Look in the material below for the line holding "Would this solve the following?". Set it down exactly, with each later line up to and including the line holding "I need this".

THE RECORDS Block Start

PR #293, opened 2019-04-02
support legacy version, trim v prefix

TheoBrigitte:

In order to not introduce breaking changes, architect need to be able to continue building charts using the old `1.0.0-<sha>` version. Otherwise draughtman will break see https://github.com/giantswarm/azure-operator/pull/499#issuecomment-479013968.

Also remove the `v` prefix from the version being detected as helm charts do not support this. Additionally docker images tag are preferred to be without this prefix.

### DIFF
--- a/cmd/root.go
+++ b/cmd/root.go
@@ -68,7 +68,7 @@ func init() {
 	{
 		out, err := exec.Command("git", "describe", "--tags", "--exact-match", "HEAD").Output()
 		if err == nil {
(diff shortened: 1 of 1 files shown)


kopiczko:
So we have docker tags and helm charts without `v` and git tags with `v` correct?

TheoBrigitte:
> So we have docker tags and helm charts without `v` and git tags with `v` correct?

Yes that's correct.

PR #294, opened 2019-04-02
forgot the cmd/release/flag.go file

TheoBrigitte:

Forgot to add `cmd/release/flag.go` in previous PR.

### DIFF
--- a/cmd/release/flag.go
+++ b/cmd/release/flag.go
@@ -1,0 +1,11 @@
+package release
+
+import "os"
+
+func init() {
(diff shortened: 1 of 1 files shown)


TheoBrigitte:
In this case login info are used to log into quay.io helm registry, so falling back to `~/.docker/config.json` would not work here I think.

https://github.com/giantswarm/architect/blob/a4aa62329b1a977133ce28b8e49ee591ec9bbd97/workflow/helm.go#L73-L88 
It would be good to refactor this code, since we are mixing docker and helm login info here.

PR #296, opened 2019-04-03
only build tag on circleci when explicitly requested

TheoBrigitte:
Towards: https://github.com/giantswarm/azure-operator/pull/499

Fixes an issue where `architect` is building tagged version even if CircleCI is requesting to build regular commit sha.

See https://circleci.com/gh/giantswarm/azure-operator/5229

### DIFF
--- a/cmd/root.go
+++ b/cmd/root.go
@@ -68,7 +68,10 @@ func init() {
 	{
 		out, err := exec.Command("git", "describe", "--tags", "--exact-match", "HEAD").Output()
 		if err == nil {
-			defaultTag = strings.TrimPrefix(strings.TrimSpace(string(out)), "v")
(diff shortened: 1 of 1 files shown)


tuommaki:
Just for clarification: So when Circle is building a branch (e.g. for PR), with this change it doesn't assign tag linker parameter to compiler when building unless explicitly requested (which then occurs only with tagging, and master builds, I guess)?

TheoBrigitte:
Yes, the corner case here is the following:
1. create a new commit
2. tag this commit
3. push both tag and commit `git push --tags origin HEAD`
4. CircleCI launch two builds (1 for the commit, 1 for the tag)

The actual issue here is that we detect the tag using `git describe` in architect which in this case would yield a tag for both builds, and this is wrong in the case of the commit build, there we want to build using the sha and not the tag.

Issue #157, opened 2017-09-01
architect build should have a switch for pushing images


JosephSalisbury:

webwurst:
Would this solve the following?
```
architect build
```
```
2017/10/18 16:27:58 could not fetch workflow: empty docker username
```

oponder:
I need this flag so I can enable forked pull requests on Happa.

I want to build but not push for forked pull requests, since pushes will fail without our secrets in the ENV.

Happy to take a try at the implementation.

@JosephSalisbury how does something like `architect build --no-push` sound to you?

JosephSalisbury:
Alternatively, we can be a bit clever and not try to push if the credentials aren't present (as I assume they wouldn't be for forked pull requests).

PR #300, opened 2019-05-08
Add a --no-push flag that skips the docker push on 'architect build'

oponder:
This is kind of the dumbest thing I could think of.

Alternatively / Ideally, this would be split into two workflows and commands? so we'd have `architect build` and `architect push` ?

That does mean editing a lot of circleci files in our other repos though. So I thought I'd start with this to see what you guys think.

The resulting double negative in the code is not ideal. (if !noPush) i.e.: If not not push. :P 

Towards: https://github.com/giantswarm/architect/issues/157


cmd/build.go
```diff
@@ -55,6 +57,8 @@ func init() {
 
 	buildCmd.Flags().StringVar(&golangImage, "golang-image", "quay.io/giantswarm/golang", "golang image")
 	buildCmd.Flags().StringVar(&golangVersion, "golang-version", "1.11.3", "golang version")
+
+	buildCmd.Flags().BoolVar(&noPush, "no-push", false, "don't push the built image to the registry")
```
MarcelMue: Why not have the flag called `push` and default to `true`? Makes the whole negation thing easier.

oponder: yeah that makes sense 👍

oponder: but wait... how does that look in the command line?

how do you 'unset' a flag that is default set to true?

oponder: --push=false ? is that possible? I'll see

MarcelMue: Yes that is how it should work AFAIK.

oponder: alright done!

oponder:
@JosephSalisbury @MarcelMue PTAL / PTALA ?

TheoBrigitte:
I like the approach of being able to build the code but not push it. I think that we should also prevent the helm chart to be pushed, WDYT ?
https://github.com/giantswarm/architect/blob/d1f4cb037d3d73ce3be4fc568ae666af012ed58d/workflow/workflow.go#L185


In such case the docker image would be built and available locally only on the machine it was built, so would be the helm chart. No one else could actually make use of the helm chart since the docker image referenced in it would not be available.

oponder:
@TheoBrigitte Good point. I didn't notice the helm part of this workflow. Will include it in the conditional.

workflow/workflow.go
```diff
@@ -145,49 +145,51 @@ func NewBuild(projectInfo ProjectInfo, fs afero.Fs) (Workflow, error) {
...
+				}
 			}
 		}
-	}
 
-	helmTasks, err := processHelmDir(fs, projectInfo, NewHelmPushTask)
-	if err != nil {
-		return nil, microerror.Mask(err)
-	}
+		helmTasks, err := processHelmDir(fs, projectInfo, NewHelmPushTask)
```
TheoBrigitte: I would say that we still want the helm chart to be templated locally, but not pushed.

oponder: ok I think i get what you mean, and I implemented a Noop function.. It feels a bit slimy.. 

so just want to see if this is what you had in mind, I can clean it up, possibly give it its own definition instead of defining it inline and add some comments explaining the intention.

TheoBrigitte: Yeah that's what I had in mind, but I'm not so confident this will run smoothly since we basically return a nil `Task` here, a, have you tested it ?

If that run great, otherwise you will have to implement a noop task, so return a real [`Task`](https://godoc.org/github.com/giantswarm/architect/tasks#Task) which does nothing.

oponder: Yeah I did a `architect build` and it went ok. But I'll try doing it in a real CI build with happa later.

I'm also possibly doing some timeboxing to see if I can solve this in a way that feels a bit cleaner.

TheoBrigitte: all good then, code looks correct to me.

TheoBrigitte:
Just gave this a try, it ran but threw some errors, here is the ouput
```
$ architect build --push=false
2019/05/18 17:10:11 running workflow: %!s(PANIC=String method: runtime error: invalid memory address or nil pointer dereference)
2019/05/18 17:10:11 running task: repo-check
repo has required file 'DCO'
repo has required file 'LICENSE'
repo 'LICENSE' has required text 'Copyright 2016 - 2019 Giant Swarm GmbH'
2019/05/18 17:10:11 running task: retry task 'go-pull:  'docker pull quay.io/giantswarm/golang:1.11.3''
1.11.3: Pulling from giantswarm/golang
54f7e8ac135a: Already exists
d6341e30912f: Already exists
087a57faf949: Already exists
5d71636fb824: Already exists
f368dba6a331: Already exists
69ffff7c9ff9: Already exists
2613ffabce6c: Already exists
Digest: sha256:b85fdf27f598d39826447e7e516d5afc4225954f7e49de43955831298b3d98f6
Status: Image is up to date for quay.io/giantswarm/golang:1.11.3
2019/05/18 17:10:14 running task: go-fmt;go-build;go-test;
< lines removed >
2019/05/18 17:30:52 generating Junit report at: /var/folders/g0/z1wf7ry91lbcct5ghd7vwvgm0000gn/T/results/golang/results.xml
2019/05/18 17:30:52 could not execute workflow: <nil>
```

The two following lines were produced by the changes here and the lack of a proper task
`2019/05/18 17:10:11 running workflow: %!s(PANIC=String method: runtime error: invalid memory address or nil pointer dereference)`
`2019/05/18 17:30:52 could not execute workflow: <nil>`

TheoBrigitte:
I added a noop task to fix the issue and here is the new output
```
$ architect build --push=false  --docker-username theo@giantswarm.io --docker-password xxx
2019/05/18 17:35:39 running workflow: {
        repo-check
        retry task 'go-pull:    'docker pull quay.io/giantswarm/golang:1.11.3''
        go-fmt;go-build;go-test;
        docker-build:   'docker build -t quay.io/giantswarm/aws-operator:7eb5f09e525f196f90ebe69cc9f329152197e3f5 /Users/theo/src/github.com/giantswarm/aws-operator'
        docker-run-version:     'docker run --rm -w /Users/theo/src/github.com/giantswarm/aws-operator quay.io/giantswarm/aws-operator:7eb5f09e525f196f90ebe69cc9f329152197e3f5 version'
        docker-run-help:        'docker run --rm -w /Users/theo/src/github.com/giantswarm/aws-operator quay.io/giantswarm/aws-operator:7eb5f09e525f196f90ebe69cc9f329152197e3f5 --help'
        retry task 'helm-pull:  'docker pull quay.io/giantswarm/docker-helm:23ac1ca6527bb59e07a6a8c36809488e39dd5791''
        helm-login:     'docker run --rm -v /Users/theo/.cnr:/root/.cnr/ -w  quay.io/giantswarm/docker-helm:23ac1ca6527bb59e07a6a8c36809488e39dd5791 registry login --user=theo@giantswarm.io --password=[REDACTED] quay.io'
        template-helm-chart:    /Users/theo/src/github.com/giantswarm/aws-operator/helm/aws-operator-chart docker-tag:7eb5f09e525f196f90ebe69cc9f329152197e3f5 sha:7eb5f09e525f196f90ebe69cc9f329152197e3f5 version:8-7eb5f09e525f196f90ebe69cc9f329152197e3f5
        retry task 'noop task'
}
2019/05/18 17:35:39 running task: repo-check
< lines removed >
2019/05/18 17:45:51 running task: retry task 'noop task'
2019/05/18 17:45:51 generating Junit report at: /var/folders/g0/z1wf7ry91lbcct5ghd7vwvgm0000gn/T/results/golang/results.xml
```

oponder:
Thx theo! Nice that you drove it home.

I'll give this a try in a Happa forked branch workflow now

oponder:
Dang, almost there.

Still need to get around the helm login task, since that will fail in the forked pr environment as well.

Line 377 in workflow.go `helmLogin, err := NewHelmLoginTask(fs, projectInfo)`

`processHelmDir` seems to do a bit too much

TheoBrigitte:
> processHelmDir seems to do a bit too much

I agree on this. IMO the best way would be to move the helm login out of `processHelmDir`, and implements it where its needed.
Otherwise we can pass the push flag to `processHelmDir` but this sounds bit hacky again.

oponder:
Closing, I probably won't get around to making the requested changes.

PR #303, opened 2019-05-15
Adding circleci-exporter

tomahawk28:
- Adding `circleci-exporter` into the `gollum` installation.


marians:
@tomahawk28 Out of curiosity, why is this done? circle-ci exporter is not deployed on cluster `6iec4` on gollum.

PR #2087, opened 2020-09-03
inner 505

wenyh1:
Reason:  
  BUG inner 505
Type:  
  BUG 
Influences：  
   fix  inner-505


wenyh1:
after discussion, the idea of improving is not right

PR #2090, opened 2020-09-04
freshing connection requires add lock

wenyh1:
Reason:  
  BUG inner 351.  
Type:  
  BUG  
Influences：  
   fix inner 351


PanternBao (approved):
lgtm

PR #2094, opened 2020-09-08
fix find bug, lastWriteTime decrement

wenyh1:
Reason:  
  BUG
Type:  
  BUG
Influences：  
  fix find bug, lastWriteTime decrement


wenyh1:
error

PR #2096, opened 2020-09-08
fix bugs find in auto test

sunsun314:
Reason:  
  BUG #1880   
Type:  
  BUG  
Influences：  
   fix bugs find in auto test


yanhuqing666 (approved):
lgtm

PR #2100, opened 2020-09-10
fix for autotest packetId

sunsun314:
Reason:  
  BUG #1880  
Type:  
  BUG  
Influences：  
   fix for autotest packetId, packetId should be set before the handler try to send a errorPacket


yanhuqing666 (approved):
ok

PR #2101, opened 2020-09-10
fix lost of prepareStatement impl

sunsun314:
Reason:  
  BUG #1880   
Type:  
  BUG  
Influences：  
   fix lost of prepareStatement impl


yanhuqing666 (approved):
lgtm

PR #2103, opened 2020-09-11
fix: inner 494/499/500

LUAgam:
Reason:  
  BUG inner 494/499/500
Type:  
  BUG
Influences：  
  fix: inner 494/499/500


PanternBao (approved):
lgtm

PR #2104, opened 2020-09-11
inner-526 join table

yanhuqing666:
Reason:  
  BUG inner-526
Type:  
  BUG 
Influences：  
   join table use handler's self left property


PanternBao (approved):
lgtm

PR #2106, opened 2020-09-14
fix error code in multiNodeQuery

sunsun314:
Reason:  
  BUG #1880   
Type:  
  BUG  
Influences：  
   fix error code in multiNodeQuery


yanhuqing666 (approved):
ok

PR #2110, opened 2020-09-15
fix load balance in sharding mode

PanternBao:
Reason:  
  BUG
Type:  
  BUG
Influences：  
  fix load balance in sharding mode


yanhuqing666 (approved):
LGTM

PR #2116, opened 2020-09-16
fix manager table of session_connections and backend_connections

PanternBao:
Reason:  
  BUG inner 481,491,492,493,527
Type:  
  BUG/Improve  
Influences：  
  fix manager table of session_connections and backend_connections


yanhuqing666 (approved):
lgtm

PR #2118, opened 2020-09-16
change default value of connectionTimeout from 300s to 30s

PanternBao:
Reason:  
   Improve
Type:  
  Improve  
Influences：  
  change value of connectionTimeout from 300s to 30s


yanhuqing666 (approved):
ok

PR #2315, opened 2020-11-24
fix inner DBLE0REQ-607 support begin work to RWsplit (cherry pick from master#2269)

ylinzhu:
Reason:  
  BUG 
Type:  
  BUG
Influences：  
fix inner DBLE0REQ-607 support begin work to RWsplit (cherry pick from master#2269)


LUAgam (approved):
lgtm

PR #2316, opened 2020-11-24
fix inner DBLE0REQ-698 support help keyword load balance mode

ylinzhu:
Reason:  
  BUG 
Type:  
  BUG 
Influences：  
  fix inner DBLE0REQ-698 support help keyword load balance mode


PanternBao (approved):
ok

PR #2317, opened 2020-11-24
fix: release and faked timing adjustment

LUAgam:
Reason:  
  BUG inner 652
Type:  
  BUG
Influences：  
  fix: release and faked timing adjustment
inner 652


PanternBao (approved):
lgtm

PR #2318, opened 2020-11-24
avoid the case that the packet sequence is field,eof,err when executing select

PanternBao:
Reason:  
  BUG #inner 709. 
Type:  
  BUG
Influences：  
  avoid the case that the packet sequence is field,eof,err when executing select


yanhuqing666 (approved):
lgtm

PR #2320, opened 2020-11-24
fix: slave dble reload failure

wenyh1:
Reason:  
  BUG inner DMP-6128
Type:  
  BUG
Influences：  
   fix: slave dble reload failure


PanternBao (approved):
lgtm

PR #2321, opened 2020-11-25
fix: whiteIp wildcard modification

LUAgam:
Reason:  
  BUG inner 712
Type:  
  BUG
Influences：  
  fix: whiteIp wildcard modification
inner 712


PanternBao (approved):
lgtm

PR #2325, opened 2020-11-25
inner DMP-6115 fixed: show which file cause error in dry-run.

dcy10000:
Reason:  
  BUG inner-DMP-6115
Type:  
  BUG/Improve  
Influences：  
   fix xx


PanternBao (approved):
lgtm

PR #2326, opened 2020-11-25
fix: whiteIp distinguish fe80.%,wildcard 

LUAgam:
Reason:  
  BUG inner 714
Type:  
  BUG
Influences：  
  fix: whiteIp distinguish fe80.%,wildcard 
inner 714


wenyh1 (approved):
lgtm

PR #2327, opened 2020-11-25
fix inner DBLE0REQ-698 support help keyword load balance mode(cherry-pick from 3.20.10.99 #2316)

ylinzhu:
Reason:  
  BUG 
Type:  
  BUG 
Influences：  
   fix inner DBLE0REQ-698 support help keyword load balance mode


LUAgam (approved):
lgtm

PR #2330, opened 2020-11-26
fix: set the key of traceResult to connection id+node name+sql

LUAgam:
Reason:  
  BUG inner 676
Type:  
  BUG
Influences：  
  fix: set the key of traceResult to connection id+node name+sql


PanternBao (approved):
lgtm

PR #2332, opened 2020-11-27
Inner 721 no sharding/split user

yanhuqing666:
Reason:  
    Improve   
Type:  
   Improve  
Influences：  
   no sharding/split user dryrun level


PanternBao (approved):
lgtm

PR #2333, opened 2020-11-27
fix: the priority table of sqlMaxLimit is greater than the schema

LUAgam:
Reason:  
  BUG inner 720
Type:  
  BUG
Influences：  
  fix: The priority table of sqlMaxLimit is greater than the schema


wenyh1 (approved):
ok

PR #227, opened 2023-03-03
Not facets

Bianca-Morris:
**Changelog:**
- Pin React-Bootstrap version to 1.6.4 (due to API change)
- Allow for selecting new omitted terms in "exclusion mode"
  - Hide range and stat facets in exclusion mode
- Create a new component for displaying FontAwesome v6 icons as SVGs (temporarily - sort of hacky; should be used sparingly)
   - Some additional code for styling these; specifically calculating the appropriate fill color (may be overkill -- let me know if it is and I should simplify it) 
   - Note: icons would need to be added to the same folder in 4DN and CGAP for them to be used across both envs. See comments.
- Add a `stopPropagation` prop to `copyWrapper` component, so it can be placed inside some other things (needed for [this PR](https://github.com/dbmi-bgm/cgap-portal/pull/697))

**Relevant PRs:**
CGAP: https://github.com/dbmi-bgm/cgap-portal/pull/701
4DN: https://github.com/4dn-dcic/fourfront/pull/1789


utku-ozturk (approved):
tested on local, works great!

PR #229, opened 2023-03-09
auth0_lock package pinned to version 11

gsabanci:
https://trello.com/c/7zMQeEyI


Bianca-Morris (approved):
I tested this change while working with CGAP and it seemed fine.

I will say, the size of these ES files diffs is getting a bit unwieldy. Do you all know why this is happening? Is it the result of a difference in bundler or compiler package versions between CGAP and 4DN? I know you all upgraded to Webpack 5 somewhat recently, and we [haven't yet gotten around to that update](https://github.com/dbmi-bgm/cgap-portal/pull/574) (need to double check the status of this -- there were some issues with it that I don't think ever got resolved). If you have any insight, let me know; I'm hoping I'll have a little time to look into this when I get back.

THE RECORDS Block End

### WRITTEN SOLUTION
Would this solve the following?
```
architect build
```
```
2017/10/18 16:27:58 could not fetch workflow: empty docker username
```

oponder:
I need this flag so I can enable forked pull requests on Happa.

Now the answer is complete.